Each entry is to be transcribed exactly, with nothing added or dropped.

» **SOURCE MATERIAL**:
..........
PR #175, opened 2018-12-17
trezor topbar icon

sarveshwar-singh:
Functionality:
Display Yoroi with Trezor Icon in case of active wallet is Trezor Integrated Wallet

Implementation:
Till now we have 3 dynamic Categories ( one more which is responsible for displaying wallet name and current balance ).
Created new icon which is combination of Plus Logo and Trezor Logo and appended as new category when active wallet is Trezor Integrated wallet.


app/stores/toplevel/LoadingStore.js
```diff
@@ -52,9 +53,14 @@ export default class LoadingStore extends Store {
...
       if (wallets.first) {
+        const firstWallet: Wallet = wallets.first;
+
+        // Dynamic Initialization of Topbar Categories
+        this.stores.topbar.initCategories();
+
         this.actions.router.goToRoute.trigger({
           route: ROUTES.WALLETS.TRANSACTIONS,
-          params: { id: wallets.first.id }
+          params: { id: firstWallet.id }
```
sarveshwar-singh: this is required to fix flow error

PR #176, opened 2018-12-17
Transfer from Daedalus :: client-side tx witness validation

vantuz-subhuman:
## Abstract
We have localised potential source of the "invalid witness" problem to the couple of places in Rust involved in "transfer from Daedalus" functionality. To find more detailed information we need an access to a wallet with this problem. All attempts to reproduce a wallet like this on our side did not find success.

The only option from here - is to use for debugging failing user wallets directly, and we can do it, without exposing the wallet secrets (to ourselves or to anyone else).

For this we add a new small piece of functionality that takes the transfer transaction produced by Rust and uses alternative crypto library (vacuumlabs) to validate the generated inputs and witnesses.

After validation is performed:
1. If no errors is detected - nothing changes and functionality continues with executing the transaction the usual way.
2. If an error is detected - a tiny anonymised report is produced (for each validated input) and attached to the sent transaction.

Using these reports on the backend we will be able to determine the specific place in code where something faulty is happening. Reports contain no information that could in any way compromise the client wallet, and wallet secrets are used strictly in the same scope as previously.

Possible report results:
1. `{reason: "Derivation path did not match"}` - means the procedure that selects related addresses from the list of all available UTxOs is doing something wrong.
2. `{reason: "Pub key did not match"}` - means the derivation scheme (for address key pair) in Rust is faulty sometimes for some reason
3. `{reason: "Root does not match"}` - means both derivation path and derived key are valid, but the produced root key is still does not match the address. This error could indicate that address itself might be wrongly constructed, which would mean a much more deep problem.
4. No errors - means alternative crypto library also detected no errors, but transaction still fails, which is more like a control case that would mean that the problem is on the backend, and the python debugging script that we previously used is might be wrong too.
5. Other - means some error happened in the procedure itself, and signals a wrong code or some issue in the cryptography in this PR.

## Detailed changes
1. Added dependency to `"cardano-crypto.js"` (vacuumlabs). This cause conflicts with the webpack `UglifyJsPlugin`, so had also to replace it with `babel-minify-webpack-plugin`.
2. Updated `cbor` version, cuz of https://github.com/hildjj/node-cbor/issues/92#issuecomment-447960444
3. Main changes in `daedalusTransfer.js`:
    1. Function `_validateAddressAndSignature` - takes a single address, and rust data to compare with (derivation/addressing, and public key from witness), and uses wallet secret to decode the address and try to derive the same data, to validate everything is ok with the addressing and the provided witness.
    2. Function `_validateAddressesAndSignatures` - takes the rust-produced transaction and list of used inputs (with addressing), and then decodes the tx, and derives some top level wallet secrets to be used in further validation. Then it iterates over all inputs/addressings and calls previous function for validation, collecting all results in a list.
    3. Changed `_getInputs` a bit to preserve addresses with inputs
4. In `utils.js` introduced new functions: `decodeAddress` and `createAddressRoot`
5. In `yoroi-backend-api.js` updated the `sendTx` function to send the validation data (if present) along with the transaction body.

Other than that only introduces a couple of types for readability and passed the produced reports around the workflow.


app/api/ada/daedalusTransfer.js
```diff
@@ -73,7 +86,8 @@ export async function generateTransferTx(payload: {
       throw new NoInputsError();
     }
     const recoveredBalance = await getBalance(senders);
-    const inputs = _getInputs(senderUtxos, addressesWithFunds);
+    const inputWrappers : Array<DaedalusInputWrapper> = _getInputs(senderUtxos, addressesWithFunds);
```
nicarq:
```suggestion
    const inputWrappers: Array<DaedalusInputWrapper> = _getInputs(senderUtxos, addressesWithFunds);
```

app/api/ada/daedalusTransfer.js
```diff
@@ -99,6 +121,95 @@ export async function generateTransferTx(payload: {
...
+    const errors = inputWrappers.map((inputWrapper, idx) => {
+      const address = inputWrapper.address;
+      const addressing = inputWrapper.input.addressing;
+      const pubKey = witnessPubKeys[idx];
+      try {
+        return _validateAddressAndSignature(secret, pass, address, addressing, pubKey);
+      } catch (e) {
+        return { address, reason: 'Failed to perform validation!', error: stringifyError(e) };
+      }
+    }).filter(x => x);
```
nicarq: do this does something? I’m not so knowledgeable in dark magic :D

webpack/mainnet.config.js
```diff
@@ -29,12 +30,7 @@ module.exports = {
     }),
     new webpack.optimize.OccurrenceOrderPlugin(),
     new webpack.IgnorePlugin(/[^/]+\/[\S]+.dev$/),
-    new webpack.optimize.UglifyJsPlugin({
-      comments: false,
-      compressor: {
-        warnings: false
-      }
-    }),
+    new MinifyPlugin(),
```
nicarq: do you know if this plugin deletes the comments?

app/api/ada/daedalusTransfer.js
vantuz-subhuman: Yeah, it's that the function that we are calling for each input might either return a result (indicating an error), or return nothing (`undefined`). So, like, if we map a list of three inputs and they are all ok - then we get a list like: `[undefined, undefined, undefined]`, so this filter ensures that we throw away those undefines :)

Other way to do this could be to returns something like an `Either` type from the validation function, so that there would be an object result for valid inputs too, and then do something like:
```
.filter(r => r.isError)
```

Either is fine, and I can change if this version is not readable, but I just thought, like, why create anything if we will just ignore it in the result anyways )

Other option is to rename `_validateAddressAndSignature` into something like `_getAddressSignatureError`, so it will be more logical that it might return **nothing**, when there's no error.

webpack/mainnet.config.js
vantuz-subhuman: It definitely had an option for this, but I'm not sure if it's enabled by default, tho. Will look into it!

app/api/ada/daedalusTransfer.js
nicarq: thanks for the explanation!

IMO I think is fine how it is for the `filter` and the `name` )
..........
» **COMPLETED EXERCISE**:
PR #175, opened 2018-12-17
trezor topbar icon

sarveshwar-singh:
Functionality:
Display Yoroi with Trezor Icon in case of active wallet is Trezor Integrated Wallet

Implementation:
Till now we have 3 dynamic Categories ( one more which is responsible for displaying wallet name and current balance ).
Created new icon which is combination of Plus Logo and Trezor Logo and appended as new category when active wallet is Trezor Integrated wallet.


app/stores/toplevel/LoadingStore.js
```diff
@@ -52,9 +53,14 @@ export default class LoadingStore extends Store {
...
       if (wallets.first) {
+        const firstWallet: Wallet = wallets.first;
+
+        // Dynamic Initialization of Topbar Categories
+        this.stores.topbar.initCategories();
+
         this.actions.router.goToRoute.trigger({
           route: ROUTES.WALLETS.TRANSACTIONS,
-          params: { id: wallets.first.id }
+          params: { id: firstWallet.id }
```
sarveshwar-singh: this is required to fix flow error

PR #176, opened 2018-12-17
Transfer from Daedalus :: client-side tx witness validation

vantuz-subhuman:
## Abstract
We have localised potential source of the "invalid witness" problem to the couple of places in Rust involved in "transfer from Daedalus" functionality. To find more detailed information we need an access to a wallet with this problem. All attempts to reproduce a wallet like this on our side did not find success.

The only option from here - is to use for debugging failing user wallets directly, and we can do it, without exposing the wallet secrets (to ourselves or to anyone else).

For this we add a new small piece of functionality that takes the transfer transaction produced by Rust and uses alternative crypto library (vacuumlabs) to validate the generated inputs and witnesses.

After validation is performed:
1. If no errors is detected - nothing changes and functionality continues with executing the transaction the usual way.
2. If an error is detected - a tiny anonymised report is produced (for each validated input) and attached to the sent transaction.

Using these reports on the backend we will be able to determine the specific place in code where something faulty is happening. Reports contain no information that could in any way compromise the client wallet, and wallet secrets are used strictly in the same scope as previously.

Possible report results:
1. `{reason: "Derivation path did not match"}` - means the procedure that selects related addresses from the list of all available UTxOs is doing something wrong.
2. `{reason: "Pub key did not match"}` - means the derivation scheme (for address key pair) in Rust is faulty sometimes for some reason
3. `{reason: "Root does not match"}` - means both derivation path and derived key are valid, but the produced root key is still does not match the address. This error could indicate that address itself might be wrongly constructed, which would mean a much more deep problem.
4. No errors - means alternative crypto library also detected no errors, but transaction still fails, which is more like a control case that would mean that the problem is on the backend, and the python debugging script that we previously used is might be wrong too.
5. Other - means some error happened in the procedure itself, and signals a wrong code or some issue in the cryptography in this PR.

## Detailed changes
1. Added dependency to `"cardano-crypto.js"` (vacuumlabs). This cause conflicts with the webpack `UglifyJsPlugin`, so had also to replace it with `babel-minify-webpack-plugin`.
2. Updated `cbor` version, cuz of https://github.com/hildjj/node-cbor/issues/92#issuecomment-447960444
3. Main changes in `daedalusTransfer.js`:
    1. Function `_validateAddressAndSignature` - takes a single address, and rust data to compare with (derivation/addressing, and public key from witness), and uses wallet secret to decode the address and try to derive the same data, to validate everything is ok with the addressing and the provided witness.
    2. Function `_validateAddressesAndSignatures` - takes the rust-produced transaction and list of used inputs (with addressing), and then decodes the tx, and derives some top level wallet secrets to be used in further validation. Then it iterates over all inputs/addressings and calls previous function for validation, collecting all results in a list.
    3. Changed `_getInputs` a bit to preserve addresses with inputs
4. In `utils.js` introduced new functions: `decodeAddress` and `createAddressRoot`
5. In `yoroi-backend-api.js` updated the `sendTx` function to send the validation data (if present) along with the transaction body.

Other than that only introduces a couple of types for readability and passed the produced reports around the workflow.


app/api/ada/daedalusTransfer.js
```diff
@@ -73,7 +86,8 @@ export async function generateTransferTx(payload: {
       throw new NoInputsError();
     }
     const recoveredBalance = await getBalance(senders);
-    const inputs = _getInputs(senderUtxos, addressesWithFunds);
+    const inputWrappers : Array<DaedalusInputWrapper> = _getInputs(senderUtxos, addressesWithFunds);
```
nicarq:
```suggestion
    const inputWrappers: Array<DaedalusInputWrapper> = _getInputs(senderUtxos, addressesWithFunds);
```

app/api/ada/daedalusTransfer.js
```diff
@@ -99,6 +121,95 @@ export async function generateTransferTx(payload: {
...
+    const errors = inputWrappers.map((inputWrapper, idx) => {
+      const address = inputWrapper.address;
+      const addressing = inputWrapper.input.addressing;
+      const pubKey = witnessPubKeys[idx];
+      try {
+        return _validateAddressAndSignature(secret, pass, address, addressing, pubKey);
+      } catch (e) {
+        return { address, reason: 'Failed to perform validation!', error: stringifyError(e) };
+      }
+    }).filter(x => x);
```
nicarq: do this does something? I’m not so knowledgeable in dark magic :D

webpack/mainnet.config.js
```diff
@@ -29,12 +30,7 @@ module.exports = {
     }),
     new webpack.optimize.OccurrenceOrderPlugin(),
     new webpack.IgnorePlugin(/[^/]+\/[\S]+.dev$/),
-    new webpack.optimize.UglifyJsPlugin({
-      comments: false,
-      compressor: {
-        warnings: false
-      }
-    }),
+    new MinifyPlugin(),
```
nicarq: do you know if this plugin deletes the comments?

app/api/ada/daedalusTransfer.js
vantuz-subhuman: Yeah, it's that the function that we are calling for each input might either return a result (indicating an error), or return nothing (`undefined`). So, like, if we map a list of three inputs and they are all ok - then we get a list like: `[undefined, undefined, undefined]`, so this filter ensures that we throw away those undefines :)

Other way to do this could be to returns something like an `Either` type from the validation function, so that there would be an object result for valid inputs too, and then do something like:
```
.filter(r => r.isError)
```

Either is fine, and I can change if this version is not readable, but I just thought, like, why create anything if we will just ignore it in the result anyways )

Other option is to rename `_validateAddressAndSignature` into something like `_getAddressSignatureError`, so it will be more logical that it might return **nothing**, when there's no error.

webpack/mainnet.config.js
vantuz-subhuman: It definitely had an option for this, but I'm not sure if it's enabled by default, tho. Will look into it!

app/api/ada/daedalusTransfer.js
nicarq: thanks for the explanation!

IMO I think is fine how it is for the `filter` and the `name` )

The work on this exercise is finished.